Plume Detection and Emissions Quantification Potential Using a Dense Sensor Network

Densely spaced sensor networks provide a unique opportunity for describing emissions from stationary and moving point sources and from intermittent events like fires or industrial flaring. As an example of what sensor networks can achieve, we describe quantification of emissions from a small urban fire in the Bay Area of California using the Berkeley Environmental Air-quality and CO₂ Network (BEACO₂N), a dense air quality and greenhouse gas monitoring network. Pollutant enhancements are measured at multiple sites, and the ensemble of observations are fit to a 2-D Gaussian model to characterize the extent of dilution prior to observation and derive emissions at the location of the fire.
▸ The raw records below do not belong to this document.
Issue #536, opened 2018-06-04
[new permission] Snippet Publisher


glogiotatidis:
For each channel (release, beta, etc) create a new permission that will allow users to publish snippets.

 - A user with permission to publish on X channel must be allowed to set `published` to `True` from `False` and the other way around when the snippet is set to publish on X channel. 
 - If multiple publication channels are selected, user must have publication permissions for all selected channels. 
 - A user without permission on all publication channels must be forbidden to set `published` to `True` from `False` or edit any parameter of the published snippet.

This is currently only for the Desktop Snippets 

- [ ] Assign permissions via the admin once this gets pushed out to prod

glogiotatidis:
@ldwright updated the [permission model](https://github.com/mozmeao/snippets-service/issues/536#issue-329124397). I ended up implementing more granular per-channel permissions so we can allow users to have pre-release only publication rights.

PR #537, opened 2018-06-04
[Issue #536] Create snippet publisher permission and validation.

glogiotatidis:
Don't allow users to assign snippets to channels unless they have the
corresponding can_publish_on_<channel> permission.


snippets/base/forms.py
```diff
@@ -350,6 +350,13 @@ def clean(self):
              cleaned_data.get('client_option_addon_check_type') != 'any')):
             raise forms.ValidationError('Type add-on name to check or remove add-on check.')
 
+        # Check publish permissions per channel.
+        for channel in CHANNELS:
```
pmac: Should this check only apply when `published` is `True`, or are these permissions designed more to prevent people from editing any snippet on a channel they don't have the publish permission for?

glogiotatidis:
@pmac updated the logic to apply only when `published=True` as you suggested. You may want to review [permission model](https://github.com/mozmeao/snippets-service/issues/536#issue-329124397) that I'm implementing here.

Can you please re-review?

glogiotatidis:
> The checks don't seem to apply when clicking the "published" check box on the list view. i.e. a user that doesn't have permissions for release channel can mark a snippet published for release channel from the list view but not from the snippet form view.

Fixed this one. UX is still an issue, we need to escape django admin.

@pmac r?

pmac:
> Fixed this one. UX is still an issue, we need to escape django admin.

Looks good! Also agreed. r+

Issue #12557, opened 2025-10-30
Execution continues after killed subflow


sjoerdsmink:
### Describe the issue

Normally when a task run is killed, it seems to stop further steps. [Documentation about the states](https://kestra.io/docs/workflow-components/states) is not entirely clear on the relation between run states and execution states, but it seems to do that.

```
id: test_killed
namespace: test

tasks:
  - id: killed
    type: io.kestra.plugin.core.execution.Exit
    state: KILLED
  - id: log
    type: io.kestra.plugin.core.log.Log
    message: "Continued"
```

<img width="836" height="281" alt="Image" src="https://github.com/user-attachments/assets/30b2a6b4-8e1b-4b59-9ab1-a97a38866bc1" />

But when a subflow is killed, it seems to continue with the tasks.
```
id: test_subflow
namespace: test

tasks:
  - id: pause
    type: io.kestra.plugin.core.flow.Pause
```

```
id: test_mainflow
namespace: test

tasks:
  - id: createAction
    type: io.kestra.plugin.core.flow.Subflow
    namespace: test
    flowId: test_subflow
  - id: log
    type: io.kestra.plugin.core.log.Log
    message: "Continued"
```

1. Run the main flow
2. Open the subflow
3. Kill the paused subflow
4. I would expect `log` not to be executed, but it is.

<img width="1016" height="579" alt="Image" src="https://github.com/user-attachments/assets/b8f503ef-85cc-435e-bd6c-a0dd84efa45e" />

### Environment

- Kestra Version: v1.0.7

sjoerdsmink:
@anna-geller Just want to make you aware of this issue as I think it's at the core of your product. I completely understand there are many issues that needs your attention, but this concerns the the state machine.

loicmathieu:
The subflow execution is killed ,but not the parent execution.
You kill an execution not a task.

Maybe we need to end the parent's execution `Subflow` task in FAILED and not KILLED when you kill a subflow.
If you want to kill both the parent and the child execution, you should kill the parent as by default it will kill each subflow transitively.

Ben8t:
> Maybe we need to end the parent's execution Subflow task in FAILED and not KILLED when you kill a subflow.
If you want to kill both the parent and the child execution, you should kill the parent as by default it will kill each subflow transitively.

Yes, makes total sense to me

sjoerdsmink:
[...]

PR #13746, opened 2025-12-18
fix(ui): rephrase "kill parents" to "kill currernt"

loicmathieu:
This has always been kill current / kill current and sublow as we never kill parent executions, it's a kill on cascade that didn't go backward.

Part-of: #12557


Ben8t (approved):

loicmathieu:
Backported to 1.0 and 1.1

Issue #13759, opened 2025-12-18
Add new CLI to update all flows from sources


nkwiatkowski:
During LM migration, we found out that some flows where persisted with pluginDefaults. To remove those unwanted fields, we want to have a new CLI that can update all flows from their source.

PR #13760, opened 2025-12-18
feat(CLI): add a new update from flow source CLI

nkwiatkowski:
- fix #https://github.com/kestra-io/kestra/issues/13759


loicmathieu (approved):
LGMT, I would name it a little differently as it's recreate the flow definition from source so maybe something like `FlowSyncFromSource` and not update?

PR #13763, opened 2025-12-18
Feat/assets

brian-mulier-p:
part of https://github.com/kestra-io/kestra-ee/issues/5435
Part of https://github.com/kestra-io/kestra-ee/issues/6173


core/src/main/java/io/kestra/core/docs/JsonSchemaGenerator.java
loicmathieu, line 1: I'm not fan of such customization only for assets.
@fhussonnois WDYT I know you work on the same kind of issues.

Normally JSON subtypes should be used here not such customization

core/src/main/java/io/kestra/core/models/assets/AssetUser.java
```diff
@@ -0,0 +1,17 @@
+package io.kestra.core.models.assets;
+
+import io.kestra.core.models.flows.FlowId;
+import io.kestra.core.utils.IdUtils;
+
+/**
+ * Represents an entity that used an asset
+ */
+public record AssetUser(String tenantId, String namespace, String flowId, Integer flowRevision, String executionId, String taskId, String taskRunId) {
```
loicmathieu: User has a strong "human" connotation, maybe AssetUsage would be a better name?

core/src/main/java/io/kestra/core/models/assets/AssetsDeclaration.java
```diff
@@ -0,0 +1,22 @@
...
+
+@Getter
+public class AssetsDeclaration extends AssetsInOut {
+    private boolean enableAuto;
+
+    @JsonCreator
+    public AssetsDeclaration(Boolean enableAuto, List<AssetIdentifier> inputs, List<Asset> outputs) {
+        super(inputs, outputs);
+
+        this.enableAuto = Optional.ofNullable(enableAuto).orElse(true);
```
loicmathieu: I thought we agree to have `false` as default for two reasons:
- performance
- least surprise

core/src/main/java/io/kestra/core/models/assets/DatasetAsset.java
```diff
@@ -0,0 +1,73 @@
...
+import io.kestra.core.models.annotations.Plugin;
+import lombok.Builder;
+import lombok.NoArgsConstructor;
+
+import java.time.Instant;
+import java.util.Map;
+import java.util.Optional;
+
+@NoArgsConstructor
+@Plugin(aliases = DatasetAsset.ASSET_TYPE)
```
loicmathieu: aliases ater not designed for that, they are design for "replacement" and generates an "info" notice at use site.
`@Plugin.Id` are designed for that.
Here you abuse aliases

core/src/main/java/io/kestra/core/models/assets/Dataset.java
loicmathieu, line 1: @Ben8t we already discuss this multiple time but here our dataset miss so many fields compared to the OpenLineage dataset that I cannot see how to map it to the OpenLineage dataset.
It even miss the basic mandatory fields to identify a dataset: name and namespace.

core/src/main/java/io/kestra/core/models/assets/AssetsDeclaration.java
```diff
@@ -0,0 +1,22 @@
...
+
+import java.util.List;
+import java.util.Optional;
+
+@Getter
+public class AssetsDeclaration extends AssetsInOut {
+    private boolean enableAuto;
+
+    @JsonCreator
+    public AssetsDeclaration(Boolean enableAuto, List<AssetIdentifier> inputs, List<Asset> outputs) {
```
loicmathieu, line 17: I'm not sure I understand why you have asset indentifier as inputs but full assets as outputs.
In both cases assets can either be pre-defined or auto-defined so you should have assets in both places no?

core/src/main/java/io/kestra/core/models/assets/AssetsInOut.java
```diff
@@ -0,0 +1,21 @@
...
+import java.util.Optional;
+
+@Getter
+public class AssetsInOut {
+    private List<AssetIdentifier> inputs;
+
+    private List<Asset> outputs;
+
+    @JsonCreator
+    public AssetsInOut(List<AssetIdentifier> inputs, List<Asset> outputs) {
```
loicmathieu, line 17: Same here, no sure to understand why not both are assets

core/src/main/java/io/kestra/core/runners/AclCheckerImpl.java
```diff
@@ -6,15 +6,19 @@
 import java.util.List;
 import java.util.Objects;
 
-class AclCheckerImpl implements AclChecker {
+public class AclCheckerImpl implements AclChecker {
```
loicmathieu: Why are you doing that?
It's per design that implementations are hidden.
If there is no strong reason, please revert

core/src/main/java/io/kestra/core/runners/Assets.java
```diff
@@ -0,0 +1,12 @@
+package io.kestra.core.runners;
+
+import io.kestra.core.models.assets.Asset;
+import io.kestra.core.queues.QueueException;
+
+import java.util.List;
+
+public interface Assets {
```
loicmathieu: As it's for the RunContext, I would prefer to have a more specific name like `AssetEmitter` event if you get it from `runContext.assets()` for simplicity

core/src/main/java/io/kestra/core/runners/RunContext.java
```diff
@@ -190,7 +193,18 @@ public StateStore stateStore() {
      */
     public abstract LocalPath localPath();
 
+    public record ExecutionInfo(String id, String taskRunId) {
```
loicmathieu: This is not executionInfo but TaskRunInfo.
And I think it would be great to also add tenantid, namespace and flowid so it would be easier to use.

loicmathieu: Or maybe as the other id are already present in FlowInfo, having TaskRunInfo(String executionId, String taskId, String taskRunId, Object value)` would be a good idea

core/src/main/java/io/kestra/core/runners/DefaultRunContext.java
```diff
@@ -594,6 +609,19 @@ public AclChecker acl() {
         return new AclCheckerImpl(this.applicationContext, flowInfo());
     }
 
+    @Override
+    public Assets assets() {
+        if (this.assetsManager == null) {
```
loicmathieu: This is not thread safe and may be seen as premature optimization.
I'll prefer if you just build it when needed as we do for `acl()` the other solution would be to construct it at init but as it may not be used very often building it when needed seems enought for me

executor/src/main/java/io/kestra/executor/ExecutorService.java
```diff
@@ -283,6 +298,10 @@ private Optional<WorkerTaskResult> childWorkerTaskResult(FlowWithSource flow, Ex
                     return Optional.of(new WorkerTaskResult(workerTaskResult
                         .getTaskRun()
                         .withOutputs(variables)
+                        .withAssets(new AssetsInOut(
```
loicmathieu: I don't think any flowable task would generate assets.
It may be better to restrict assets to worker task, you can do that by updating the existing validation code that prevent some fields to be used outside runnable tasks.
At some point RunnableTask and FlowableTask would be refactoted to not share anymore such attributes that cannot be used in both

executor/src/main/java/io/kestra/executor/ExecutorService.java
```diff
@@ -240,12 +250,17 @@ private Optional<WorkerTaskResult> childWorkerTaskResult(FlowWithSource flow, Ex
 
         if (parent instanceof FlowableTask<?> flowableParent) {
 
-            RunContext runContext = runContextFactory.of(flow, parent, execution, parentTaskRun);
+            RunContext runContext = runContextInitializer.forExecutor((DefaultRunContext) runContextFactory.of(
```
loicmathieu: This is costly and it should not be needed.

executor/src/main/java/io/kestra/executor/ExecutorService.java
loicmathieu, line 1: I would not support assets outside of runnable tasks, I cannot see any legitimate use case anyway as those tasks are "orchestration tasks" so they should not use any assets.

Thanks to that, the code to "add the asset" to a taskrun would be moved inside the worker which would drastically simplify the implementation.

Then, in the executor, when it receive a worker task that contains assets, it will emit the needed events.

executor/src/main/java/io/kestra/executor/ExecutorService.java
```diff
@@ -1172,6 +1232,45 @@ public void addWorkerTaskResult(Executor executor, Supplier<FlowWithSource> flow
...
+                    taskRun.getTenantId(),
+                    taskRun.getNamespace(),
+                    taskRun.getFlowId(),
+                    newExecution.getFlowRevision(),
+                    taskRun.getExecutionId(),
+                    taskRun.getTaskId(),
+                    taskRun.getId()
+                );
+
+                if (!taskRun.getAssets().getInputs().isEmpty() || !taskRun.getAssets().getOutputs().isEmpty()) {
```
loicmathieu: you can merge this if inside the enclosing if so if no inputs and no outputs the code is not run at all

executor/src/main/java/io/kestra/executor/ExecutorService.java
loicmathieu: Moreover, I would revert any use of the runContext initializer that was not stricly mandatory as it may impact performance

jdbc/src/main/java/io/kestra/jdbc/runner/JdbcExecutor.java
```diff
@@ -294,6 +297,8 @@ public void run() {
 
         Await.until(() -> this.allFlows != null, Duration.ofMillis(100), Duration.ofMinutes(5));
 
+        this.receiveCancellations.addAll(assetService.eventListeners(Executor.class));
```
loicmathieu: I don't understand that it seems useless

loicmathieu (changes requested):
I think it would be great to have some insight from @fhussonnois at least on JSON serialization of assets, run context changes and ExecutionService changes

core/build.gradle
```diff
@@ -24,6 +24,9 @@ dependencies {
     // reactor
     api "io.projectreactor:reactor-core"
 
+    // awaitility
+    api "org.awaitility:awaitility"
```
loicmathieu, line 28: Shouldn't it be testImplementation only?

core/src/main/java/io/kestra/core/models/assets/AssetUser.java
loicmathieu: I would not add the revision here, if the assert is not more used by a new revision of a flow we should delete it.
It's what we did for FlowTopology and we should align both to be consistent.

loicmathieu (changes requested):

core/src/main/java/io/kestra/core/models/assets/AssetUser.java
brian-mulier-p: You have no way to know that, dynamic assets will be big part of the asset's future and you can't know if one will still be used every once in a while in a task because... It's dynamic..

core/src/main/java/io/kestra/core/models/assets/DatasetAsset.java
brian-mulier-p: I know but I do what I can in the time I have 😉
Plugin ids are only used in configuration there is no mechanism of overriding an id as of now.

core/src/main/java/io/kestra/core/models/assets/AssetsDeclaration.java
brian-mulier-p: Input assets are expected to be existing (or we will create them as "EXTERNAL" type). A task should not generate its own input assets but rely on existing ones that's why.

core/src/main/java/io/kestra/core/models/assets/AssetsDeclaration.java
brian-mulier-p: idk I don't remember about it 

Image

core/src/main/java/io/kestra/core/models/assets/AssetUser.java
brian-mulier-p: It's already my db-persisted entity but I agree user can be seen as human... However I didn't find a better wording, it's really a user which can be an entity like flow or execution but idk...

core/src/main/java/io/kestra/core/runners/DefaultRunContext.java
brian-mulier-p: It's not optimization it's by design, since things are done in memory before being sent in workertaskresult I need to hold the same instance to get back the emitted assets. However I'll add a synchronized block.

core/build.gradle
brian-mulier-p: I would say no as we want to shift to that pattern for any await?

core/src/main/java/io/kestra/core/models/assets/Dataset.java
Ben8t: Dataset in Kestra is not the same definition as in OpenLineage. We said it several time with @tchiotludo.

For name you can use the asset `id`, for namespace you can use `system`. Taking also inspiration from Airflow [example in OL documentation](https://openlineage.io/docs/spec/facets/custom-facets), this doesn't seem a blocker

core/src/main/java/io/kestra/core/models/assets/DatasetAsset.java
```diff
@@ -12,6 +12,7 @@
 
 @NoArgsConstructor
 @Plugin(aliases = DatasetAsset.ASSET_TYPE)
+@Plugin.Id()
```
loicmathieu: My point was, remove the alias and use `@Plugin.Id(DatasetAsset.ASSET_TYPE)` instead

core/src/main/java/io/kestra/core/runners/DefaultRunContext.java
```diff
@@ -610,16 +613,18 @@ public AclChecker acl() {
...
     @Override
-    public Assets assets() {
-        if (this.assetsManager == null) {
-            this.assetsManager = assetManagerFactory.of(
-                Optional.ofNullable(task).map(Task::getAssets).map(AssetsDeclaration::isEnableAuto)
-                    .or(() -> Optional.ofNullable(trigger).map(AbstractTrigger::getAssets).map(AssetsDeclaration::isEnableAuto))
-                    .orElse(true)
-            );
+    public AssetEmitter assets() {
+        synchronized (this) {
```
loicmathieu: Still not a safe construct, you should use double-checked locking.

loicmathieu: I think a more simple impl like what's done for metric would be enought here.

loicmathieu (changes requested):

core/src/main/java/io/kestra/core/models/assets/Dataset.java
loicmathieu: `id` and `namespace` are what identify a dataset in OpenLineage, as explained a dataset is shared at the enterprise level between all applications, and name and the namespace is defined by the standard so you cannot use `system`.

We'll discuss this next wek together so, as i said, I cannot see how to fit our Dataset object inside OpenLineage.

loicmathieu: @Ben8t the link you provided is for custom facets which allow to send **additional** metadata to OpenLineage, in my early prototype this is used to send Kestra specific task-level metadata.

But you need to fill the other facets, some are mandatory, others not. If you didn't fill the other facets you're defeating the whole purpose of OpenLineage which is a standard in how you represent lineage data.

Let's sync next week t discuss this.

Ben8t: I think it can fit if we treat Kestra “asset” as an OL Dataset identifier + custom facet.
In OL, Dataset uniqueness is (namespace, name) where the only real constraint is “name unique within namespace”. Our asset uniqueness is <tenantId, assetId>, so we can map deterministically:

namespace = `kestra://<tenantId>` (or `kestra://<kestra-host>/<tenantId>` if needed to avoid collisions across deployments)
name = `<assetId>`

Then we put the free-form metadata in a custom facet kestra.asset (tenantId, assetId, plus other metadata).
This keeps OL standard semantics and still preserves Kestra specifics via facets.

Let's discuss yes next week

core/src/main/java/io/kestra/core/models/assets/CustomAsset.java
```diff
@@ -0,0 +1,30 @@
...
+import io.kestra.core.models.annotations.Plugin;
+import lombok.Builder;
+import lombok.NoArgsConstructor;
+
+import java.time.Instant;
+import java.util.Map;
+
+@NoArgsConstructor
+@Plugin
+public class CustomAsset extends Asset {
```
fhussonnois: I don't fully grasp why we have a `CustomAsset` class. It couldn't have been simpler to just make the `Asset` class not abstract ? So it can be use directly as a fallback asset type in the deserializer

core/src/main/java/io/kestra/core/models/assets/DatasetAsset.java
fhussonnois: Just why ? This is clearly a hack of the aliases mechanism which was designed to provide a backward compatibility in case of a plugin being renamed. 

Why don't we use the full qualified class name as usual? Asset is a plugin so it should use the FQCN. This is a design principal of Kestra.

core/src/main/java/io/kestra/core/runners/WorkerTaskResult.java
```diff
@@ -10,6 +11,7 @@
 import java.util.List;
 
 import jakarta.validation.constraints.NotNull;
+import lombok.With;
```
fhussonnois: This import seems to benot used

core/src/main/java/io/kestra/core/services/AssetService.java
```diff
@@ -0,0 +1,32 @@
...
+import io.kestra.core.queues.QueueException;
+import jakarta.annotation.PostConstruct;
+import jakarta.inject.Named;
+import jakarta.inject.Singleton;
+
+import java.util.Collections;
+import java.util.List;
+
+@Singleton
+public class AssetService implements Runnable {
```
fhussonnois: I would have create a package `io.kestra.core.assets`. We start having anything and everything in the `io.kestra.core.service`. 

This class should be changed to an `interface` with a Noop implementation for OSS.

fhussonnois (changes requested):

core/src/main/java/io/kestra/core/models/assets/DatasetAsset.java
loicmathieu: Decision has been to use the FQCN as for all other plugins

core/src/main/java/io/kestra/core/runners/WorkerTaskResult.java
loicmathieu: removed

core/src/main/java/io/kestra/core/services/AssetService.java
loicmathieu: Done

core/src/main/java/io/kestra/core/models/assets/Dataset.java
loicmathieu: Decision is to mandate mapping definition in the asset exporter

core/src/main/java/io/kestra/core/models/assets/CustomAsset.java
loicmathieu: We always use an abstract root plugin class, I think we should follow the same pattern here.

loicmathieu: But it may be a nested type inside the Asset type because it should never be used directly. I wonder if we should not hide it by the way (`@Hidden`)

MilosPaunovic (approved):
Okay, as far as the `UI` side goes.

loicmathieu (approved):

Distinct approaches are used for calibration of the CO₂, air quality gases, and PM_2.5 instruments. Consistency of the ratios at multiple locations downwind of the fire supports the precision of the network. We find that the fire emitted approximately 770 ± 30 kg of PM_2.5, 70,000 ± 20,000 kg of CO₂, 2500 ± 300 kg of CO, and 28 ± 9 kg of NO_x. The emission ratios are in the range of typical wildland fires. Using this example, we explore the minimum plume emissions that could be observed and quantified by the network.

This study demonstrates the potential of an air quality and greenhouse gas monitoring network to detect plumes and quantify emissions from point sources.